SEALAMAT PAGI PAK PRESIDEN



BANJIR JAKARTA tanpa solusi, ungkap salah satu stasiun tivi nasional pada reportase petang. Saya terusik. Saya berniat menghadap SBY. Mendiskusikan masalah banjir Jakarta dengan Kepala Negara, saya pikir bukan satu hal yang tabu. 

Apa boleh buat, barikade protokoler demikian ketat. Saya mlipir-mlipir tembok istana diusir para penjaga. Jadi, sebisanya, dari luar istana saya berkomunikasi dengan Presiden.

“Tidak mau kebanjiran jangan tinggal di Jakarta”. Sepotong kalimat meluncur dari arah belakang,  ketika saya sudah berada di luar pagar Istana. Saya menoleh, saya kaget. Ternyata Pak SBY menggulung celananya ke atas sebatas lutut (bahasa Jawa: cincing) karena Istana Negara juga kebanjiran.

Karena Pak SBY seorang Presiden, dan saya bukan ‘siapa-siapa’, bentuk komunikasi pun berlanjut menjadi semakin unik. Pak SBY berbicara dari teras istana, sementara saya cukup berdiri di luar pagar istana.

Mengatasi banjir Kota Jakarta, Saya mengajukan seabrek argumentasi, menyitir beberapa teori yang pernah dikemukakan para pakar. Bergaya wartawan senior, saya juga meluncurkan sejumlah ‘pertanyaan peluru’. “Tidak mau kebanjiran, jangan tinggal di Jakarta”, demikian Pak SBY mengulang kalimat pendeknya.

Saya warga Gunungkidul, berbekal semangat membela warga Jakarta,  tidak harus  kehilangan akal. Saya membujuk Pak SBY untuk mengumpulkan paranormal. Mulai dari Permadi SH, Gendeng Pamungkas, Joko Bodo, sampai dengan Limbad dan masih banyak lagi yang lain. 

Saya bermaksud mengajak pak SBY untuk memanfaatkan kekuatan mereka. Siapa tahu kelompok paranormal itu juga ‘nyambi’ sebagai pawang hujan. Pastinya, dengan bantuan mereka, anggaran negara bisa irit. Kementrian Pekerjaan Umum tidak perlu mengalokasikan dana ratusan milyard rupiah untuk atasi banjir. “Tidak mau kebanjiran, jangan tinggal di Jakarta”. Untuk keduakalinya Pak SBY merepetisi kalimat yang sama.

Saya tidak mau Pak SBY menjawab monoton.
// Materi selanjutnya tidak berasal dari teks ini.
PR #660, opened 2026-09-15
fix(image): guard trustwallet's address parsing

### LINKED ISSUE #638: fix(image): guard the token resolvers' address parsing and drop the INVALID_ARGUMENT mute

wa0x6e:
Closes #638

`GET /token/<anything>` handed the raw path segment to an address parser that throws on anything it cannot read, so any non-address id raised `INVALID_ARGUMENT` out of the trustwallet resolver. Both token resolvers key their icon URL on an EVM contract address, so such an id can never resolve; they now answer no-data for it, like every other image resolver.

That throw was the only reason the image failure contract muted `INVALID_ARGUMENT`, and the mute was indiscriminate: an address a *contract or upstream API* returned and ethers rejected was silenced alongside it. Both token resolvers now check the id against exactly what the parser accepts, so no request can raise the code, the mute goes, and that case is reported again.

A contract address sent without its `0x` prefix is an address to the parser, so it keeps resolving on trustwallet and resolves on DefiLlama again — DefiLlama answered no-data for it since it replaced CoinGecko in #641, which accepted it.

Two premises in the issue did not survive checking, and neither changes the fix:

- It names CoinGecko as a second unguarded resolver. DefiLlama replaced it in #641 and already guarded; trustwallet was the last one.
- It names the basename, gwei and ENS address resolvers as what still raises the code. Those parse inside the address-resolution path, which catches and reports on its own, so they never reached the image path's classifier and were never muted by it. After this change the clause has no known source at all — anything that does raise it there is an unexplained defect, which is the point of reporting it.


src/resolvers/image/trustwallet.ts
```diff
@@ -8,6 +9,8 @@ const ETH = [
 ];
 
 export default async function resolve(address, chainId) {
+  if (!isEvmAddress(address)) return false;
```
tony8713: isEvmAddress requires the `0x` prefix; `getAddress` doesn't, it adds it. A bare 40-hex token id (no `0x`) used to checksum and resolve here and now fails this guard, falling through to the blockie fallback instead of the real icon — confirmed against master, e.g. `GET /token/a0b86991c6218b36c1d19d4a2e9eb0ce3606eb48` (USDC without `0x`) served the real logo before this PR and serves blockie after. Might be fine if no one relies on the unprefixed form, but it's a silent behavior change the PR doesn't mention.

tony8713: Separately: isEvmAddress's regex accepts any-case 40-hex, so a mixed-case address with a bad EIP-55 checksum (e.g. `0xa0b86991c6218b36c1d19D4a2e9Eb0cE3606eB48`) passes this guard and still throws INVALID_ARGUMENT from `getAddress` below — which is now captured to Sentry instead of muted. It's not reachable through the route today only because `parseQuery` lowercases the id twice before any resolver sees it (src/helpers/api.ts:13,28), not because this guard catches it. defillama.ts has the identical gap. Not asking for a fix, just flagging that the guard's safety is coupled to a lowercasing step in a different file rather than being self-contained.

test/unit/resolvers/image/failureContract.test.ts
```diff
@@ -170,6 +164,17 @@ describe('resolvers - failure contract', () => {
     }
   );
 
+  // Every resolver checks the id it was handed before parsing it, so an
+  // INVALID_ARGUMENT can no longer come from the request -- it means a resolver
+  // parsed something an upstream returned.
```
tony8713: This comment overclaims a bit given the checksum gap noted above: it's not that "every resolver checks the id" that makes INVALID_ARGUMENT unreachable from a request, it's parseQuery's lowercasing upstream. Not a blocker, just flagging since it reads as the mechanism guaranteeing the new test's premise.

tony8713 (commented):
Traced the load-bearing claim (trustwallet's new guard removes the last caller-input source of INVALID_ARGUMENT, so dropping the mute from isRoutineMiss is safe) against every other getAddress call site in the image resolvers: lens/snapshot/farcaster/basename/ens already guard with isAddress or try/catch, defillama already guards with isEvmAddress. Mutating the guard and the removed clause separately confirms both new tests discriminate (the trustwallet case goes red without the guard, the classifier case goes red if the clause comes back). The claim holds for what the route can send it today. Two things beside it are worth a look, both inline below, plus a note on the two comments the diff adds.

test/unit/resolvers/image/noData.test.ts
```diff
@@ -175,6 +176,21 @@ describe('resolvers answer false rather than throwing when there is no data', ()
     });
   });
 
+  // Both token resolvers key their icon URL on an EVM contract address, so a
+  // `token` id that is not one can never resolve.
```
tony8713: comment-gate flags this one too, and per repo convention it mostly restates the test titles below it ("which is not an address"). Not blocking, just noting alongside the other one.

src/resolvers/image/trustwallet.ts
wa0x6e: Confirmed live: on master `a0b86991c6218b36c1d19d4a2e9eb0ce3606eb48` fetched the real USDC logo from trustwallet, on 8003f16 it fell back to the blockie.

Fixed in [e008fb6](https://github.com/snapshot-labs/stamp/commit/e008fb69871d97743a6bb96e1b736ba1ac1ccfbb): the guard is now ethers' `isAddress`, which is `getAddress` in a try/catch, so it accepts exactly what the next line parses. Unprefixed ids resolve again on trustwallet, and on defillama too, which had rejected them since #641 replaced coingecko (unguarded, so it accepted them). Covered by a test on both token resolvers; PR body now mentions it.

wa0x6e: Closed by the same change in [e008fb6](https://github.com/snapshot-labs/stamp/commit/e008fb69871d97743a6bb96e1b736ba1ac1ccfbb): `isAddress` rejects a bad checksum itself, so the guard no longer leans on the route's lowercasing. Applied to defillama as well, with `0xa0b86991c6218b36c1d19D4a2e9Eb0cE3606eB48` added to the no-data cases for both resolvers.

test/unit/resolvers/image/failureContract.test.ts
wa0x6e: Removed in [e008fb6](https://github.com/snapshot-labs/stamp/commit/e008fb69871d97743a6bb96e1b736ba1ac1ccfbb). With the guard change both token resolvers now reject anything `getAddress` would throw on, but the test title carries the case and the reasoning lives in the PR body.

test/unit/resolvers/image/noData.test.ts
wa0x6e: Removed in [e008fb6](https://github.com/snapshot-labs/stamp/commit/e008fb69871d97743a6bb96e1b736ba1ac1ccfbb).

tony8713 (approved):
Re-reviewed after e008fb6. Both risk findings from the first pass are fixed: the guard is now ethers' `isAddress` (which is `getAddress` wrapped in try/catch), so it accepts a bare 40-hex id without `0x` and rejects a bad-checksum mixed-case address itself, no longer leaning on `parseQuery`'s lowercasing. New adversarial pass mutation-confirmed the two new tests actually discriminate on that boundary, checked the ICAP edge case (accepted by `isAddress` but dead on the real call path), and found nothing else. Simplify pass made no changes. Resolved the four threads from the first review.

Saya ingin ketegasan beliau, demi keselamanatan 9.586.705 nyawa yang saban tahun dihantui banjir. Saya tidak berprasangka buruk, sampai akhir jabatan pasangan Gubernur DKI Jokowi-Ahok tadak bakal bisa mengatasi banjir kota Jakarta.
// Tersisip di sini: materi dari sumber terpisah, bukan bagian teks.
PR #661, opened 2026-09-15
fix(image): skip onchain spaces with an empty metadata link

wa0x6e:
Space avatar requests for an onchain space whose metadata link is empty fail instead of answering "no image": `api.snapshot.box` returns a partial response with an error on that space's metadata, and the GraphQL helper rejects any response carrying errors. Seen on `/space/eth:0x11DbAFcB0b8A966c6730Af5Cda5a7D7E5FF2Bb58` (18 events since 2026-08-22).

Such spaces are now left out of the API query, so they resolve to no image like any space without an avatar. The filter is a workaround for snapshot-labs/sx-monorepo#2261 and can be dropped once that ships.

Fixes STAMP-7B


tony8713 (approved):
Approving. The `metadata_not: ""` fix is correct and well verified: `metadata_not` is a real, schema-typed `String` filter on `Space_filter` on both `api.snapshot.box` and `testnet-api.snapshot.box` (confirmed via live GraphQL introspection, not just "CI passed"), and both the reported broken space and a second known-broken space from sx-monorepo#2261 get cleanly excluded, while a real space with a valid avatar still resolves correctly with the filter applied.

A few things worth a look, none blocking:

1. `src/resolvers/image/snapshot.ts:71-99` (`getOnchainProperty`, used by `space`/`space-cover`): no test exercises this function's onchain query against a real avatar-bearing space. The existing "space avatar" happy-path test (`snapshot.test.ts:32`) resolves through the offchain Hub path, since the default `networkId` is `'s'`, and never reaches the modified query. Coverage here is only indirect, via `space-sx.ts`'s byte-identical query shape hitting the same endpoint. If the two duplicated implementations ever diverge, this file's own suite wouldn't catch a break in `getOnchainProperty` specifically.

2. `src/resolvers/image/space-sx.ts:6-26`: this half of the fix looks like a no-op for the reported STAMP-7B symptom. `getSpaceProperty` already queries both `api.snapshot.box` and `testnet-api.snapshot.box` via `Promise.allSettled` and only throws if both reject; for the reported mainnet-only broken space, the testnet leg fulfills cleanly with no matching space, so the resolver already returned `false` before this fix. Reverting the filter here locally leaves the whole related test set green. Still reasonable as defense-in-depth, but it isn't covering the bug as described, and unlike `snapshot.ts` it has no dedicated regression test (`space-sx.test.ts` is untouched by this PR).

3. The added 3-line comments in `snapshot.ts:84-86` and `space-sx.ts:11-13` reference `sx-monorepo#2261` directly in code; no other comment in `src/` links out to a GitHub issue like this. For `snapshot.ts` the first two lines are also now redundant with the new test at `snapshot.test.ts:42-48`, which already goes red if the filter is reverted. Easy trim if you want it, not asking for anything in its place.

No bugs found.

Saya mengepigon Anas Urbaningrum dalam konteks kemanusiaan. Saya tantang Pak SBY untuk menggantikan Jokowi, karena nada-nadanya Wong Solo ini akan didorong ke RI 1 di tahun 2014. Ya ampun, jawaban Pak SBY sama, “Tidak mau kebanjiran, jangan tinggal di Jakarta”.
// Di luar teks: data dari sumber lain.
PR #663, opened 2026-09-16
fix(image): treat any non-2xx image download as a missing image

### LINKED ISSUE #662: fix(image): avatar hosts answering 5xx are reported as resolver errors (STAMP-7S)
Sentry: [STAMP-7S](https://snapshot-labs.sentry.io/issues/STAMP-7S) — **4 occurrences**, first seen 2026-09-14 08:18 UTC, last seen 2026-09-15 14:12 UTC, `environment:production`, `handled:yes`, `provider:ens` / `provider:space`. Stamp served ~66k requests over the same window (Prometheus, `http_request_duration_seconds_count{instance=~"stamp.fyi:.*"}`, 34h).

An ENS or space avatar whose host answers a 5xx reports a Sentry error on every cache miss for that name. A third-party origin that is down for good (a Cloudflare 522 in front of a dead server) reports forever. Nothing is broken for the user: the resolver answers `false` and the route serves the next resolver's image or the fallback, exactly as it does for a 404. The fallback is sent with a short cache header and never stored (`src/api.ts:138-144`), so the failing host is asked again on every expiry.

Events in the group, inputs probed 2026-09-15 17:42 UTC:

| time (UTC) | host | request | today |
|---|---|---|---|
| 2026-09-14 08:18 | `storage.googleapis.com` | `GET /space/dsla.eth` | 403 (3 of 3). Before 401/402/403 were muted, not this defect |
| 2026-09-14 22:27 | `luisc.xyz` | `GET /avatar/eth:0x327b0c1ecd110651dc9994b6764b695c9cdc29ba` | **522 (3 of 3)** |
| 2026-09-15 06:56 | `metadata.ens.domains` | `GET /avatar/0x8e68a7F5f57A330879cDE69979A7BC8dA03C3435` | 404 |
| 2026-09-15 14:12 | `metadata.ens.domains` | `GET /avatar/eth:0x666aEaA4C42F99E450062E8719B0cAF64cD0f233` | 404 |

The two `metadata.ens.domains` events carry no status (see below). Both came from a pod started 2026-09-14 22:58 UTC, after 4xx from this path stopped reporting. `isSilencedError` already mutes 504 and 429, and `fetch` follows redirects, so these were 5xx. Today both names (`zerocoke.eth`, `kinness.eth`) have no avatar record and the service answers `404 {"message":"There is no avatar set under given address"}`. The 5xx was transient.

## What is reported

```
Error: [metadata.ens.domains] 
```

The message is blank after the host because on Node 26 (prod runs v26.8.2; undici 8), `fetch` leaves `statusText` as `''`. Measured on Node 26.2.0 against `metadata.ens.domains`, `storage.googleapis.com` and `httpbin.org/status/503`. Node 22 fills it in. The status is set on the error object, but the Sentry event does not show it.

```
src/api.ts:133                       Promise.all(currentResolvers.map(r => resolvers[r](address, network, networkId)))
src/resolvers/image/index.ts:57      return await resolve(...args);            (withFailureContract)
src/resolvers/image/index.ts:69      const input = await resolve(...args);     (withResize)
src/resolvers/image/ens.ts:33        return await fetchHttpImage(url);
src/helpers/deadline.ts:14           return await fn(controller.signal);
src/helpers/http.ts:43               throw httpError(host, status, response.statusText);
```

Pak SBY setelah pensiun mau tinggal di mana? “Di Cikeas”. Terserah deh, Bapak mau tinggal di mana, toh memilih tempat tinggal, termasuk ranah hak azazi. Maafkan saya Pak Presiden, kalau pertanyaan tadi menyinggung perasaan.

2 komentar:

Bagaimana Menurut Anda

DHANDHANG-GULA NALISIR

Siji Gunungkidul  ing mangsa kawuri  Alas wingit 'king tebih sinawang Sato galak panunggune. Jalma nerak keplayu Asri wana caketing ati ...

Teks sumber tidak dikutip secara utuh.